Frankenweenie (1984)
7/10
FRANKENWEENIE (Tim Burton, 1984) ***
20 May 2011
This is another cult Tim Burton short – although at 29 minutes, live-action, and featuring the likes of Shelley Duvall, Daniel Stern and child actor Barret Oliver (from the same year's THE NEVER ENDING STORY), it is a considerably more ambitious effort.

Again, it draws inspiration from classic horror cinema and, in fact, its variation on the Frankenstein theme made for a belated addition to my James Whale retrospective of some months back! Here we have an adorable dog (that is even made-up by its child owner to star in amateurish monster movies!) being run over by a car and killed. The boy cannot get over its loss but, suddenly, during chemistry class at school (presided over by an uncredited Paul Bartel!), he learns how dead things can be literally reanimated via electricity.

So he goes to work in the family basement – while his oblivious parents think he is acting strangely as a way of coping with the dog's death – and creates a makeshift Frankenstein (incidentally, that is the boy's very surname and he is, of course, called Victor) lab, complete with mounting slab! Unearthing the dead pet from the nearby graveyard, the funeral set-piece is a veritable homage to the opening sequence from Whale's FRANKENSTEIN (1931), as is the fiery climax at the mill!

Immediately after being revived, the dog (appropriately stitched-up, which however makes one wonder just how bad the afore-mentioned accident had been!) runs out into the streets again (the boy having fallen asleep from exhaustion) and, causing no end of havoc, terrifies the neighbors.
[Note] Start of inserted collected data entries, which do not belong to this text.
PR #528, opened 2023-12-06
Show by level after topic + language (BL-12859)

StephenMcConnel:
This change is [Reviewable](https://reviewable.io/reviews/BloomBooks/BloomLibrary2/528)

### DIFF
--- a/src/components/ByLanguageCards.tsx
+++ b/src/components/ByLanguageCards.tsx
@@ -79,8 +79,15 @@ export function makeVirtualCollectionOfBooksInCollectionThatHaveLanguage(
     // But we will end up coming back through eventually with the language information. So then we set it to "My Collection - English".
     if (isForCollectionPage) setBloomLibraryTitle(label);
 
-    const layoutOfLanguagePage =
+    let layoutOfLanguagePage =
         baseCollection.layout.split("/")[1] || "all-books";
+    if (
+        baseCollection.filter &&
+        baseCollection.filter.topic &&
+        !baseCollection.filter.leveledReaderLevel
+    ) {
+        layoutOfLanguagePage = "by-level";
+    }
     const baseCollectionFilter =
         baseCollection.filter ??
         getFilterForCollectionAndChildren(baseCollection);


andrew-polk (changes requested):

These in turn, present themselves before the parents to give them a piece of their mind; the latter, naturally, are completely unaware of what has been going on but, even when Stern sees Oliver feeding the dog, he claims the neighbors were mistaken as he clearly needs time to process this astonishing fact!
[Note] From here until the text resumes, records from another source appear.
PR #534, opened 2024-01-31
BL-12947 Show L1 first by default (after any page context lang)

nabalone:
"default" 1st title should be L1

- - -
This change is [Reviewable](https://reviewable.io/reviews/BloomBooks/BloomLibrary2/534)

### DIFF
--- a/src/components/LanguageFeatureList.tsx
+++ b/src/components/LanguageFeatureList.tsx
@@ -12,7 +12,7 @@ import {
 import { getUniqueLanguages } from "./LanguageLink";
 import { useTheme } from "@material-ui/core";
 import TruncateMarkup from "react-truncate-markup";
-import { getDisplayNamesForLanguage } from "../model/Language";
+import { ILanguage, getDisplayNamesForLanguage } from "../model/Language";
 import { commonUI } from "../theme";
 import { useShowTroubleshootingStuff } from "../Utilities";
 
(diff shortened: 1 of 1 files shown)


JohnThomson (approved):
> *[Reviewable](https://reviewable.io/reviews/BloomBooks/BloomLibrary2/534)* status: all files reviewed, 1 unresolved discussion (waiting on @nabalone)

___
*[`src/components/LanguageFeatureList.tsx` line 44 at r1](https://reviewable.io/reviews/BloomBooks/BloomLibrary2/534#-NpWG-25CRe3jE28leL0:-NpWG-25CRe3jE28leL1:b-gqppo) ([raw file](https://github.com/BloomBooks/BloomLibrary2/blob/be1d0f58874448c2e549eac22e91987bc2c4f85b/src/components/LanguageFeatureList.tsx#L44)):*
> ```XML
>             )[0];
>             if (frontLang) {
>                 langList.splice(langList.indexOf(frontLang), 1);
> ```

I think this would be cleaner using findIndex instead of filter. Then, if it is >=0, you already have the index you want here, and frontLang is just langList[index] (before you splice, of course). (Also possible: find() would give you frontLangTag directly without creating the filtered array.)
(The performance gain doesn't matter, but I think one of these would be more readable...do you agree?)
Up to you...it will work the way you have it, so I'm approving it.

nabalone (commented):
> *[Reviewable](https://reviewable.io/reviews/BloomBooks/BloomLibrary2/534)* status: 0 of 1 files reviewed, 1 unresolved discussion (waiting on @JohnThomson)

___
*[`src/components/LanguageFeatureList.tsx` line 44 at r1](https://reviewable.io/reviews/BloomBooks/BloomLibrary2/534#-NpWG-25CRe3jE28leL0:-NpfAN-I729KFFy077Nk:b74u0r7) ([raw file](https://github.com/BloomBooks/BloomLibrary2/blob/be1d0f58874448c2e549eac22e91987bc2c4f85b/src/components/LanguageFeatureList.tsx#L44)):*

I think this would be cleaner using findIndex instead of filter. Then, if it is >=0, you already have the index you want here, and frontLang is just langList[index] (before you splice, of course). (Also possible: find() would give you frontLangTag directly without creating the filtered array.)
(The performance gain doesn't matter, but I think one of these would be more readable...do you agree?)
Up to you...it will work the way you have it, so I'm approving it.
</blockquote></details>

I had just copied the existing code wholesale but your way looks better

JohnThomson (approved):
> *[Reviewable](https://reviewable.io/reviews/BloomBooks/BloomLibrary2/534)* status: all files reviewed, 1 unresolved discussion (waiting on @nabalone)

___
*[`src/components/LanguageFeatureList.tsx` line 44 at r1](https://reviewable.io/reviews/BloomBooks/BloomLibrary2/534#-NpWG-25CRe3jE28leL0:-NpfE_Cu84pHJd58npf-:b-pw02g9) ([raw file](https://github.com/BloomBooks/BloomLibrary2/blob/be1d0f58874448c2e549eac22e91987bc2c4f85b/src/components/LanguageFeatureList.tsx#L44)):*
<details><summary><i>Previously, nabalone (Noel) wrote…</i></summary><blockquote>

I had just copied the existing code wholesale but your way looks better
</blockquote></details>

Even cleaner than I realized...I forgot splice returns the deleted items! (We're learning all the time...our older code often fails to take advantage of Javascript features, either because we were using older browsers that didn't have them, or we just hadn't learned them yet.)

PR #540, opened 2024-02-10
BL-13033 reorg book owner controls

nabalone:
This change is [Reviewable](https://reviewable.io/reviews/BloomBooks/BloomLibrary2/540)

### DIFF
--- a/src/components/BookDetail/BookDetail.tsx
+++ b/src/components/BookDetail/BookDetail.tsx
@@ -8,15 +8,11 @@ import React, { useRef } from "react";
 import { useGetBookDetail } from "../../connection/LibraryQueryHooks";
 import { Book } from "../../model/Book";
 
-import { Button, Checkbox, Divider, FormControlLabel } from "@material-ui/core";
-import { Alert } from "@material-ui/lab";
-
+import { Divider } from "@material-ui/core";
 import { observer } from "mobx-react-lite";
-import { BookExtraPanels } from "./BookExtraPanels";
 import { LeftMetadata, RightMetadata } from "./MetadataGroup";
 import { DownloadsGroup } from "./DownloadsGroup";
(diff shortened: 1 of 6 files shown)


andrew-polk (changes requested):
> Reviewed 4 of 6 files at r1, all commit messages.
> *[Reviewable](https://reviewable.io/reviews/BloomBooks/BloomLibrary2/540)* status: 4 of 6 files reviewed, 1 unresolved discussion (waiting on @nabalone)

___
*[`src/components/BookDetail/ReportButton.tsx` line 30 at r1](https://reviewable.io/reviews/BloomBooks/BloomLibrary2/540#-NqFNVI66boYVNaFv-kL:-NqFNVI66boYVNaFv-kM:b-r4t7z4) ([raw file](https://github.com/BloomBooks/BloomLibrary2/blob/0a433d4a7a69eb4a1b81da2c75f5ddb6b2043473/src/components/BookDetail/ReportButton.tsx#L30)):*
> ```XML
>                     align-items: center;
>                     margin-top: 10px !important;
>                     margin-bottom: 10px;
> ```

One thing I learned from the css course is that in an ideal world, a component should never set outside margins on itself. That forces spacing on the parent everywhere it is used.

So we shouldn't have put the right and top, either.
But maybe we can keep from adding another?

What can we do in the place this is used to specify the spacing there instead? Even if we add margin-bottom to the `<ReportButton>` component instance, I think that's better than adding it here.

Same for DeleteButton (though that's a change, not addition... so maybe not?) and SharingButtons.

I haven't reviewed the main change yet. But going ahead and publishing this...

andrew-polk (approved):
> Reviewed 8 of 8 files at r3, all commit messages.
> *[Reviewable](https://reviewable.io/reviews/BloomBooks/BloomLibrary2/540)* status: <span>:shipit:</span> complete! all files reviewed, all discussions resolved (waiting on @nabalone)

PR #544, opened 2024-03-20
Allow collection editors to delete books (BL-12726)

andrew-polk:
Ready for review.
Draft because it must go in after
https://github.com/BloomBooks/bloom-azure-functions/pull/81

- - -
This change is [Reviewable](https://reviewable.io/reviews/BloomBooks/BloomLibrary2/544)

### DIFF
--- a/src/components/BookDetail/BookOwnerControlsBox.tsx
+++ b/src/components/BookDetail/BookOwnerControlsBox.tsx
@@ -20,11 +20,18 @@ import { AvatarCircle, LoggedInFirebaseUser } from "../User/AvatarCircle";
 import { User, useGetUserIsModerator } from "../../connection/LoggedInUser";
 import { getCurrentUser } from "../../authentication/firebase/firebase";
 import firebase from "firebase/compat/app";
+import {
+    IUserBookPermissions,
+    useGetPermissions,
+} from "../../connection/LibraryQueryHooks";
 
 // This should become true or just be removed once 5.7 is shipping.
 // The controls it hides require 5.7, so we don't want ordinary users to see them until then.
-// We do want to be able to test this on our dev site, though.
-const bloom57IsShipping = window.location.hostname.startsWith("dev");
+// We do want to be able to test this on our dev and alpha sites, though.
+const allowDownloadForEditing =
+    window.location.hostname.startsWith("alpha") ||
+    window.location.hostname.startsWith("dev") ||
+    window.location.hostname.startsWith("localhost");
 
 export const BookOwnerControlsBox: React.FunctionComponent<{
     book: Book;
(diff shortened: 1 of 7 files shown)


JohnThomson (commented):
> Reviewed 7 of 7 files at r1, all commit messages.
> *[Reviewable](https://reviewable.io/reviews/BloomBooks/BloomLibrary2/544)* status: all files reviewed, 2 unresolved discussions (waiting on @andrew-polk)

___
*[`src/components/BookDetail/BookOwnerControlsBox.tsx` line 63 at r1](https://reviewable.io/reviews/BloomBooks/BloomLibrary2/544#-NtWHVpF8eGehbW60ZGT:-NtWHVpF8eGehbW60ZGU:b-ktmnei) ([raw file](https://github.com/BloomBooks/BloomLibrary2/blob/b848011941be4085ad045ea55004da459b8e01f0/src/components/BookDetail/BookOwnerControlsBox.tsx#L63)):*
> ```XML
>         // permissions.editSurfaceMetadata === true ||
>         permissions.reupload === true ||
>         permissions.delete === true
> ```

I'm not clear whether permissions is guaranteed to return true for everything if userIsUploader is true. If so, we don't need userIsUploader here, because both the permissions things will be true. If not, then it seems some of the tests below (e.g., for showing the delete button) should include || userIsUploader.
___
*[`src/connection/LibraryQueryHooks.ts` line 1711 at r1](https://reviewable.io/reviews/BloomBooks/BloomLibrary2/544#-NtWIA1z9_MukSHvtK14:-NtWIA1z9_MukSHvtK15:b-9x0xz9) ([raw file](https://github.com/BloomBooks/BloomLibrary2/blob/b848011941be4085ad045ea55004da459b8e01f0/src/connection/LibraryQueryHooks.ts#L1711)):*
> ```XML
>         url: getBloomApiBooksUrl(bookDatabaseId, "permissions"),
>         method: "GET" as const,
>         trigger: isUserLoggedIn ? "true" : "",
> ```

This use of trigger is not very intuitive. Maybe comment along the lines "this trick prevents useAxios (which we must call unconditionally because it is a hook) from actually sending the query if the user is not logged in"

andrew-polk (commented):
> *[Reviewable](https://reviewable.io/reviews/BloomBooks/BloomLibrary2/544)* status: 5 of 7 files reviewed, 2 unresolved discussions (waiting on @JohnThomson)

___
*[`src/components/BookDetail/BookOwnerControlsBox.tsx` line 63 at r1](https://reviewable.io/reviews/BloomBooks/BloomLibrary2/544#-NtWHVpF8eGehbW60ZGT:-NtWpgQw3HFqHSyuhgvu:b-27phm3) ([raw file](https://github.com/BloomBooks/BloomLibrary2/blob/b848011941be4085ad045ea55004da459b8e01f0/src/components/BookDetail/BookOwnerControlsBox.tsx#L63)):*

I'm not clear whether permissions is guaranteed to return true for everything if userIsUploader is true. If so, we don't need userIsUploader here, because both the permissions things will be true. If not, then it seems some of the tests below (e.g., for showing the delete button) should include || userIsUploader.
</blockquote></details>

Thanks.
I've tried to improve things by naming and comments.
___
*[`src/connection/LibraryQueryHooks.ts` line 1711 at r1](https://reviewable.io/reviews/BloomBooks/BloomLibrary2/544#-NtWIA1z9_MukSHvtK14:-NtWwtnkAybjq8cl1q4w:b-foxr8h) ([raw file](https://github.com/BloomBooks/BloomLibrary2/blob/b848011941be4085ad045ea55004da459b8e01f0/src/connection/LibraryQueryHooks.ts#L1711)):*

This use of trigger is not very intuitive. Maybe comment along the lines "this trick prevents useAxios (which we must call unconditionally because it is a hook) from actually sending the query if the user is not logged in"
</blockquote></details>

Good point.
And I discovered a bug while retesting it. : )

JohnThomson (commented):
> *[Reviewable](https://reviewable.io/reviews/BloomBooks/BloomLibrary2/544)* status: all files reviewed, 1 unresolved discussion (waiting on @andrew-polk)

___
*[`src/components/BookDetail/BookOwnerControlsBox.tsx` line 63 at r1](https://reviewable.io/reviews/BloomBooks/BloomLibrary2/544#-NtWHVpF8eGehbW60ZGT:-NtYAhVO83mhMCuYJO3i:b-78kc98) ([raw file](https://github.com/BloomBooks/BloomLibrary2/blob/b848011941be4085ad045ea55004da459b8e01f0/src/components/BookDetail/BookOwnerControlsBox.tsx#L63)):*

Thanks.
I've tried to improve things by naming and comments.
</blockquote></details>

Much improved, but maybe it can be better. What I think you're saying is that right now, permissions.editSurfaceMetadata is always false, because we haven't implemented it on the server. Therefore, everywhere that we'd like to use it, we instead use userIsUploader || userIsModerator, because that's our current approximation (i.e., users and moderators can edit surface metadata now; eventually editors will be allowed, too?).

If I'm right, how about introducing const canEditSurfaceMetadata = permissions.editSurfaceMetadata === true || userIsModerator || userIsUploader, with a note that the two extras can go away when permissions.editSurfaceMetadata is properly implemented on the server? Then use that everywhere we have the combination.

andrew-polk:
*[`src/components/BookDetail/BookOwnerControlsBox.tsx` line 63 at r1](https://reviewable.io/reviews/BloomBooks/BloomLibrary2/544#-NtWHVpF8eGehbW60ZGT:-NtYExNr8_a-RPKwzHs1:b6yazta) ([raw file](https://github.com/BloomBooks/BloomLibrary2/blob/b848011941be4085ad045ea55004da459b8e01f0/src/components/BookDetail/BookOwnerControlsBox.tsx#L63)):*

Much improved, but maybe it can be better. What I think you're saying is that right now, permissions.editSurfaceMetadata is always false, because we haven't implemented it on the server. Therefore, everywhere that we'd like to use it, we instead use userIsUploader || userIsModerator, because that's our current approximation (i.e., users and moderators can edit surface metadata now; eventually editors will be allowed, too?).

If I'm right, how about introducing const canEditSurfaceMetadata = permissions.editSurfaceMetadata === true || userIsModerator || userIsUploader, with a note that the two extras can go away when permissions.editSurfaceMetadata is properly implemented on the server? Then use that everywhere we have the combination.
</blockquote></details>

No, `permissions.editSurfaceMetadata` is properly implemented.
It will return true if the user is moderator, uploader, or has collection editor permission.

The problem is that we haven't implemented the last group being able to actually make the change yet. So we can't show the control in that case yet.

I took another stab at clarifying in the comment.

JohnThomson (approved):
> Reviewed 1 of 1 files at r3, all commit messages.
> *[Reviewable](https://reviewable.io/reviews/BloomBooks/BloomLibrary2/544)* status: <span>:shipit:</span> complete! all files reviewed, all discussions resolved (waiting on @andrew-polk)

Eventually, the family decides to have the other people in the street meet the dog and verify for themselves that it is its old self. Predictably, however, their plans goes awry as the dog panics and, once more, goes on the lam, heading towards its resting-place (as if it did not want to keep on living unnaturally)! With the boy running after it and the whole neighborhood following in an uproar, we assist to the inevitable near-tragedy as the mill by the cemetery is accidentally set on fire with Oliver still inside. However, the dog springs into action to save its owner and dies again in the attempt; suddenly seen as a hero by the neighbors, the latter put their heads together to revitalize it once more through the combined electrical currents from their car batteries!

Unlike his previous effort, VINCENT (1982), then, this comes with a happy ending; still, this was no cop-out as, in spite of the morbid subject matter, it is essentially an uplifting yarn about puppy love. Being a lifelong animal lover myself, I know exactly how the boy felt about the loss of a beloved pet: my large but quiet and friendly 11-year old dalmation called "Renoir" passed away only last year – right on the day that the World Cup final was held! Besides, a few years before it was lost to us for 3 whole weeks when someone inadvertently left a couple of doors in the house open and, until we found it again in the company of other stray dogs, we had already gotten ourselves another dog – easily the loveliest and liveliest we ever had but also needful of constant medical attention at first – so we dubbed it "Bresson"!